2) Hoare Logic (10 Points)[Bearbeiten | Quelltext bearbeiten]
{true}
{true} (consequence rule; simplify pre-condition)
{0 = (n − n) · m} (assignment rule)
x := n;
{0 = (n − x) · m} (assignment rule)
y := 0;
{y = (n − x) · m} (from conditional rule)
if (m != 0) {
{(m != 0) ∧ (y = (n − x) · m)} (consequence; strengthen pre-condition y = (n − x) · m)
{y = (n − x) · m} (loop invariant from loop rule)
while (x != 0) {
{y = (n − x) · m} (consequence rule, is equal to expression below)
{y = (n − x + 1) · m − m} (consequence rule, is equal to expression below)
{y + m = (n − (x − 1)) · m} (assignment rule)
x = x - 1;
{y + m = (n − x) · m} (assignment rule)
y = y + m;
{y = (n − x) · m}
}
{(x = 0) ∧ (y = (n − x) · m)} (loop rule)
{(y = n · m)} (consequence rule)
} else {
{(m = 0) ∧ (y = (n − x) · m)} (consequence; strengthen pre-condition)
{(y = n · m)} (skip rule) [(m = 0) ∧ (y = n * m)]
skip;
{(y = n · m)}
}
{(y = n · m)} (conditional rule)
{y = n · m}
3.) Invariants (10 Points)[Bearbeiten | Quelltext bearbeiten]
- (x ≤ 100) ∧ (y ≤ 100): Non-inductive invariant.
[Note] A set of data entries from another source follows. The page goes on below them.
Issue #1038, opened 2024-04-26
UX Writing: dots at the end of sentences


florian-sanders-cc:
## Context

As discussed here : https://ux.stackexchange.com/questions/122147/periods-in-ux-ui-microcopy/122148#122148 (thanks @roberttran-cc)

We should consider removing dots at the end of one line "sentences" (for instance all form error / help texts).

PR #1090, opened 2024-06-20
cc-domain-management: init component

### LINKED ISSUE #1095: cc-domain-management: new component
## Context

We are reworking the domain screen within the console.

We need a component that allows users to:
- associate a new domain to an application,
  - this domain may be a custom domain like `example.com`
  - this domain may be a `cleverapps.io` domain
    - users should be warned that `cleverapps.io` domains are http only.
- view domains associated to an app,
- remove a domain associated to an app,
- mark a domain as primary domain,
- view DNS info related to the app load balancer so they may configure their DNS,
- Get basic info about certificates & access the page to add their own certificate.

florian-sanders-cc:
Fixes #1095 

## How to review?

- Check the code (since these are mostly new files, it might be more convenient to review locally),
- Check the [preview](https://clever-components-preview.cellar-c2.services.clever-cloud.com/cc-domain-management/init/index.html?path=/story/%F0%9F%9B%A0%EF%B8%8F-domains-cc-domain-management--default-story):
  - all stories,
  - both French & English,
  - different viewport sizes.
- Proceed with the [QA](https://docs.google.com/spreadsheets/d/1Gjb7LwqOx3ZDNDFt2C347wmF2pjk7IuFgFvaFEd2BAM/edit?gid=1267293083#gid=1267293083),
  - note that this QA should be done using the console (links to specific cases are available within the docs).
- At least 4 or 5 reviews are required for this PR.

## A few specific questions

- Component naming, should we got for `cc-domain-list` instead? It feels more consistent even though it doesn't only deal with the list of domains.
- The API sends us the domain & path concatenated into a single `fqdn` property:
  - to display the domain name and the path prefix separately and differently within the list, we need to have two separate properties (`domain` & `pathPrefix`). Internally, within the component, the `pathPrefix` can never be `null` or empty because it's always at least `/`.
  - for the API, the `pathPrefix` thing does not exist and we have to concatenate (+ encode :-1: ) everything. When no path prefix is set, there is no trailing slash within `fqdn`.
  - To sum it up, for `example.com`: 
    - API: `{ fqdn: 'example.com' }`
    - component data = `{ fqdn: 'example.com', domainName: 'example.com', pathPrefix: '/' }`
  - Question: do we keep `fqdn` naming or do we change it? At first I went with `domainWithPathPrefix` but it creates confusion because it's not an actual concatenation of `domainName + pathPrefix`. I opted to keep `fqdn` even though I don't like the naming because it highlights that this comes from the API. This is some kind of unique identifier we use to communicate with the API but we don't actually use it apart from within the smart.
- Do we go for a grid design or cards?
  - [Preview - Grid version](https://clever-components-preview.cellar-c2.services.clever-cloud.com/cc-domain-management/init-grid-version/index.html?path=/story/%F0%9F%9B%A0%EF%B8%8F-domains-cc-domain-management--default-story)
  - [Preview - Cards version](https://clever-components-preview.cellar-c2.services.clever-cloud.com/cc-domain-management/init/index.html?path=/story/%F0%9F%9B%A0%EF%B8%8F-domains-cc-domain-management--default-story)
  - Note that in the future, we'll propably add more badges (DNS config status, certificate status) and action buttons will be regrouped into 1 menu button.
  - I have tried several options for the grid version, none of which totally convinced me so far:

<details>
  <summary>No columns for badges</summary>

No columns for badges

**Issues:** 

Some people are triggered by the "misaligned" aspect. Note that the more you think about it the more you find it annoying but as a user, there are similar cases that I had never noticed as annoying, for instance in GitHub PR view:
GitHub PR view

</details>

<details>
 <summary>Column dedicated to primary badge</summary>

Grid - column dedicated to primary badge

**Issues:**

Considering "primary" can only applied to one row and that it is always the first row, it feels weird to dedicate a column to it.

</details>

<details>
  <summary>Align right for badge columns</summary>

Align right

**Issues:**

Badges are pretty far from what they are directly related to: the domain.

</details>

<details>
  <summary>My personal preference if you wanna know</summary>

1. cards
2. grid as within the preview (primary inlined with the domain name + column for badges, left aligned).
3. grid with no columns for the badges, all inlined next to the domain, GitHub's way

</details>

## Card design

@hsablonniere has suggested a few nice improvements for the card design, feel free to give your opinion about these as well

<details>
  <summary>Issue with domain names wrapping</summary>

When there's not enough space (small viewport or long domain name), the domain name wraps to a new line.
Sometimes the link icon ends up alone on a line, sometimes the path prefix ends up on a line.

We cannot really prevent that but we can improve the design so it happens less often by making the domain name span accross the whole width and position the buttons below it:
domain cards with domain  name spanning across the width and buttons below

</details>

<details>
  <summary>Gap between cards or not</summary>

When there's only one column (small viewport), should we remove the gap between cards and make it look like a "table"?
domain cards below each other without any gap between them, only borders

</details>

## TODO Flo

- [x] update smart doc with proper links
- [x] rebase once forms have been merged
- [ ] run prettier once all reviews & feedback have been processed.

### DIFF
--- a/src/components/cc-domain-management/cc-domain-management.js
+++ b/src/components/cc-domain-management/cc-domain-management.js
@@ -1,0 +1,841 @@
+import { LitElement, css, html } from 'lit';
+import { classMap } from 'lit/directives/class-map.js';
+import { createRef, ref } from 'lit/directives/ref.js';
+import { repeat } from 'lit/directives/repeat.js';
+import {
+  iconRemixDeleteBinLine as iconDelete,
+  iconRemixLockUnlockFill as iconHttpOnly,
+  iconRemixExternalLinkLine as iconLink,
+  iconRemixStarLine as iconPrimary,
+  iconRemixFlaskLine as iconTest,
+} from '../../assets/cc-remix.icons.js';
+import { LostFocusController } from '../../controllers/lost-focus-controller.js';
+import {
+  DomainParseError,
+  getDomainUrl,
+  getHostWithWildcard,
+  isTestDomain,
+  isTestDomainWithSubdomain,
+  parseDomain,
+  sortDomains,
+} from '../../lib/domain.js';
+import { dispatchCustomEvent } from '../../lib/events.js';
+import { focusBySelector } from '../../lib/focus-helper.js';
+import { i18n } from '../../lib/i18n.js';
+import { accessibilityStyles } from '../../styles/accessibility.js';
+import { linkStyles } from '../../templates/cc-link/cc-link.js';
+import '../cc-badge/cc-badge.js';
+import '../cc-block-section/cc-block-section.js';
+import '../cc-block/cc-block.js';
+import '../cc-button/cc-button.js';
+import '../cc-input-text/cc-input-text.js';
+import '../cc-loader/cc-loader.js';
+import '../cc-notice/cc-notice.js';
+
+/**
+ * @typedef {import('./cc-domain-management.types.js').DomainManagementDnsInfoState} DomainManagementDnsInfoState
+ * @typedef {import('./cc-domain-management.types.js').DomainManagementListState} DomainManagementListState
+ * @typedef {import('./cc-domain-management.types.js').DomainManagementFormState} DomainManagementFormState
+ * @typedef {import('./cc-domain-management.types.js').DomainManagementFormStateIdle} DomainManagementFormStateIdle
+ * @typedef {import('./cc-domain-management.types.js').FormattedDomainInfo} FormattedDomainInfo
+ * @typedef {import('./cc-domain-management.types.js').DomainInfo} DomainInfo
+ * @typedef {import('./cc-domain-management.types.js').FormError} FormError
+ * @typedef {import('../cc-input-text/cc-input-text.js').CcInputText} CcInputText
+ * @typedef {import('lit').TemplateResult<1>} TemplateResult
+ * @typedef {import('lit/directives/ref.js').Ref<CcInputText>} RefCcInputText
+ * @typedef {import('lit/directives/ref.js').Ref<HTMLParagraphElement>} RefHTMLParagraphElement
+ * @typedef {import('lit').PropertyValues<CcDomainManagement>} CcDomainManagementPropertyValues
+ */
+
+/**
+ * A component to manage domains associated to an application.
+ *
+ * @cssdisplay block
+ *
+ * @fires {CustomEvent<{ hostname: string, pathPrefix: string }>} cc-domain-management:add - Fires when clicking the "Add a domain" button.
+ * @fires {CustomEvent<DomainInfo>} cc-domain-management:mark-as-primary - Fires when clicking a "mark as primary" button.
+ * @fires {CustomEvent<DomainInfo>} cc-domain-management:delete - Fires when clicking a "delete" button.
+ */
+export class CcDomainManagement extends LitElement {
+  static get properties() {
+    return {
+      dnsInfoState: { type: Object, attribute: 'dns-info-state' },
+      domainFormState: { type: Object, attribute: 'domain-form-state' },
+      domainListState: { type: Object, attribute: 'domain-list-state' },
+      _sortedDomains: { type: Array, state: true },
+    };
+  }
+
+  /**
+   * @returns {DomainManagementFormStateIdle}
+   */
+  static get INIT_DOMAIN_FORM_STATE() {
+    return {
+      type: 'idle',
+      hostname: {
+        value: '',
+      },
+      pathPrefix: {
+        value: '',
+      },
+    };
+  }
+
+  constructor() {
+    super();
+
+    /** @type {DomainManagementDnsInfoState} Sets the state of the DNS info section */
+    this.dnsInfoState = { type: 'loading' };
+
+    /** @type {DomainManagementFormState} Sets the state of the form section */
+    this.domainFormState = CcDomainManagement.INIT_DOMAIN_FORM_STATE;
+
+    /** @type {DomainManagementListState} Sets the state of the domain list section. */
+    this.domainListState = { type: 'loading' };
+
+    /** @type {RefCcInputText} */
+    this._domainInputRef = createRef();
+
+    /** @type {RefHTMLParagraphElement} */
+    this._emptyMessageRef = createRef();
+
+    /** @type {FormattedDomainInfo[]|null} */
+    this._sortedDomains = null;
+
+    new LostFocusController(this, '.delete-domain', ({ suggestedElement }) => {
+      if (suggestedElement != null) {
+        suggestedElement.focus();
+      } else {
+        this._emptyMessageRef.value?.focus();
+      }
+    });
+
+    new LostFocusController(this, '.mark-primary', () => {
+      focusBySelector(this.shadowRoot, '.primary');
+    });
+  }
+
+  /**
+   * @param {string} hostnameValue
+   * @returns {FormError|null} The error code or `null` if no error
+   */
+  _getFormError(hostnameValue) {
+    try {
+      const { pathname } = parseDomain(hostnameValue?.trim());
+
+      if (!hostnameValue.match(/.+\..+/)) {
+        return { code: 'invalid-format' };
+      }
+      if (pathname !== '/') {
+        /** We store the path so we can tell users to move this part to the "Path" input field instead. */
+        return { code: 'hostname-contains-path', pathWithinHostname: pathname };
+      }
+
+      return null;
+    } catch (error) {
+      if (error instanceof DomainParseError) {
+        return { code: error.code };
+      }
+
+      return { code: 'invalid-format' };
+    }
+  }
+
+  /**
+   * @param {FormError|null} error
+   * @returns {string}
+   */
+  _getErrorMessage(error) {
+    switch (error?.code) {
+      case 'empty':
+        return i18n('cc-domain-management.form.domain.error.empty');
+      case 'invalid-format':
+        return i18n('cc-domain-management.form.domain.error.format');
+      case 'invalid-wildcard':
+        return i18n('cc-domain-management.form.domain.error.wildcard');
+      case 'hostname-contains-path':
+        return i18n('cc-domain-management.form.domain.error.contains-path', { path: error.pathWithinHostname });
+    }
+  }
+
+  /** @param {ClipboardEvent} event */
+  _onDomainPaste(event) {
+    if (this.domainFormState.type !== 'idle' || this.domainFormState.hostname.value.trim() !== '') {
+      return;
+    }
+
+    event.preventDefault();
+
+    const clipboardValue = event.clipboardData.getData('text');
+
+    try {
+      const { hostname, pathname, isWildcard } = parseDomain(clipboardValue);
+
+      this.domainFormState = {
+        ...this.domainFormState,
+        hostname: {
+          ...this.domainFormState.hostname,
+          value: getHostWithWildcard(hostname, isWildcard),
+        },
+        pathPrefix: {
+          ...this.domainFormState.pathPrefix,
+          value: pathname.replace(/\/$/, ''),
+        },
+      };
+    } catch {
+      this.domainFormState = {
+        ...this.domainFormState,
+        hostname: {
+          ...this.domainFormState.hostname,
+          value: clipboardValue,
+        },
+      };
+    }
+  }
+
+  /** @param {SubmitEvent} e */
+  _onDomainSubmit(e) {
+    e.preventDefault();
+
+    if (this.domainFormState.type !== 'idle') {
+      return;
+    }
+
+    // we trim and we'll send this value to the API but we don't change what is displayed within the input
+    const hostnameValue = this.domainFormState.hostname.value.trim();
+    const pathPrefixValue = this.domainFormState.pathPrefix.value.trim();
+    const error = this._getFormError(hostnameValue);
+
+    if (error != null) {
+      this.domainFormState = {
+        ...this.domainFormState,
+        hostname: {
+          ...this.domainFormState.hostname,
+          error,
+        },
+      };
+
+      this._domainInputRef.value.focus();
+      return;
+    }
+
+    this.domainFormState = {
+      ...this.domainFormState,
+      hostname: {
+        value: this.domainFormState.hostname.value,
+      },
+    };
+
+    // we do this to strip off unwanted parts like query parameters for instance
+    const { hostname, pathname, isWildcard } = parseDomain(hostnameValue + pathPrefixValue);
+
+    dispatchCustomEvent(this, 'add', {
+      hostname,
+      pathPrefix: pathname,
+      isWildcard,
+    });
+  }
+
+  /** @param {FormattedDomainInfo} domainInfo */
+  _onMarkPrimary(domainInfo) {
+    const { id, hostname, pathPrefix, isWildcard, isPrimary } = domainInfo;
+    return () => dispatchCustomEvent(this, 'mark-as-primary', { id, hostname, pathPrefix, isWildcard, isPrimary });
+  }
+
+  /** @param {FormattedDomainInfo} domainInfo */
+  _onDelete(domainInfo) {
+    const { id, hostname, pathPrefix, isWildcard, isPrimary } = domainInfo;
+    return () => dispatchCustomEvent(this, 'delete', { id, hostname, pathPrefix, isWildcard, isPrimary });
+  }
+
+  /** @param {Event & { detail: string }} event */
+  _onDomainInput({ detail: value }) {
+    if (this.domainFormState.type !== 'idle') {
+      return;
+    }
+
+    this.domainFormState = {
+      ...this.domainFormState,
+      hostname: {
+        ...this.domainFormState.hostname,
+        value,
+      },
+    };
+  }
+
+  /** @param {Event & { detail: string }} event */
+  _onPathPrefixInput({ detail: value }) {
+    // add "/" at the beginning in case the user forgot to type it
+    if (value.length > 0 && !value.startsWith('/')) {
+      value = '/' + value;
+    }
+    this.domainFormState = {
+      ...this.domainFormState,
+      pathPrefix: {
+        ...this.domainFormState.pathPrefix,
+        value,
+      },
+    };
+  }
+
+  /** @param {CcDomainManagementPropertyValues} changedProperties */
+  willUpdate(changedProperties) {
+    if (
+      changedProperties.has('domainFormState') &&
+      changedProperties.get('domainFormState')?.hostname.error == null &&
+      this.domainFormState.hostname.error != null
+    ) {
+      this.updateComplete.then(() => this._domainInputRef.value?.focus());
+    }
+
+    if (changedProperties.has('domainListState') && this.domainListState.type === 'loaded') {
+      // Make sure we use a copy before using .sort() which modifies the array in place
+      this._sortedDomains = [...this.domainListState.domains].sort(sortDomains).map((domainState) => {
+        const { hostname } = domainState;
+
+        /** @type {FormattedDomainInfo} */
+        const formattedDomain = {
+          ...domainState,
+          isHttpOnly: isTestDomainWithSubdomain(hostname),
+          isTestingOnly: isTestDomain(hostname),
+        };
+
+        return formattedDomain;
+      });
+    }
+  }
+
+  render() {
+    return html`
+      <div class="wrapper">
+        <cc-block>
+          <div slot="title">${i18n('cc-domain-management.main-heading')}</div>
+
+          <cc-block-section>
+            <div class="form-info">
+              <p>${i18n('cc-domain-management.form.info.docs')}</p>
+              <p>${i18n('cc-domain-management.form.info.cleverapps')}</p>
+            </div>
+            <div>${this._renderForm(this.domainFormState)}</div>
+          </cc-block-section>
+
+          <cc-block-section>
+            <div slot="title">
+              ${i18n('cc-domain-management.list.heading')}
+              ${this.domainListState.type === 'loaded'
+                ? html` <cc-badge class="domain-count" circle>${this._sortedDomains.length}</cc-badge> `
+                : ''}
+            </div>
+
+            ${this.domainListState.type === 'error'
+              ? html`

Invariant since program terminates with x = y = 100. Non-inductive, since successor of x = 50 and y = 100 violates the assertion.
- (y - x) ≤ 50: Inductive Invariant. Base case holds (x = 0, y = 50). Induction step: x is always increased by 1, y only every second time, therefore the difference (y-x) can only become smaller and was already smaller or equal than 50.
- x != y: Neither, Program terminates with x = y = 100, which violates the assertion.
4.) Temporal Logic (5 + 5 Points)[Bearbeiten | Quelltext bearbeiten]
a)[Bearbeiten | Quelltext bearbeiten]
- AXa - {s2}
- EXa - {s0, s1, s2}
- AFb - {s0, s1}
- EGa - {s0, s1, s2}
- A(a U b) - {s0}
b)[Bearbeiten | Quelltext bearbeiten]
- LTL formula AFGa - {s0, s1, s2}
- CTL formula AFAGa - {s0, s1, s2}
Do the formulas (i) and (ii) above express the same property?
Yes.
5.) Decision procedures (5 + 5 Points)[Bearbeiten | Quelltext bearbeiten]
a)[Bearbeiten | Quelltext bearbeiten]
1) p ∧ q ∧ (¬p ∨ ¬q ∨ r) ∧ (¬r ∨ ¬t) ∧ (t ∨ s) ∧ ¬s ➔ No solution, p ∧ q ∧ r ∧ ¬t ∧ s !! but this can't be since ¬s is also asked for.
2) (x ∨ y) ∧ (¬x ∨ ¬y) ∧ (y ∨ z) ∧ (¬y ∨ ¬z) ∧ (z ∨ x) ∧ (¬z ∨ ¬x) ➔
➔ No solution:
- Decision Level 1 ¬x → ¬x ∧ z ∧ y !! this can't be since ¬y would also be needed.
- Decision Level 0 x → x ∧ ¬y ∧ z !! this can't be since ¬z would also be needed.
3) (¬x ∨ y) ∧ (x ∨ ¬y) ∧ (¬y ∨ z) ∧ (y ∨ ¬z) ∧ (z ∨ ¬z) ➔ Solution: ¬x ∧ ¬y ∧ ¬z
4) q ∧ (¬r ∨ ¬q) ∧ t ∧ (t ∨ ¬t ∨ r) ∧ (¬t ∨ r) ➔ No solution, q ∧ ¬r ∧ t !! but this can't be since ¬t is also asked for.
5) (x ∨ y) ∧ (¬x ∨ ¬y) ∧ (y ∨ ¬z) ∧ z ∧ (¬x ∨ z) ➔ Solution: z ∧ y ∧ ¬x
b) Tseitin transformation[Bearbeiten | Quelltext bearbeiten]
Construct an equi-satisfiable formula: You introduce a new variable for each of the subformulas. Then rewrite them into CNF. You get subformulas with only constant blowup.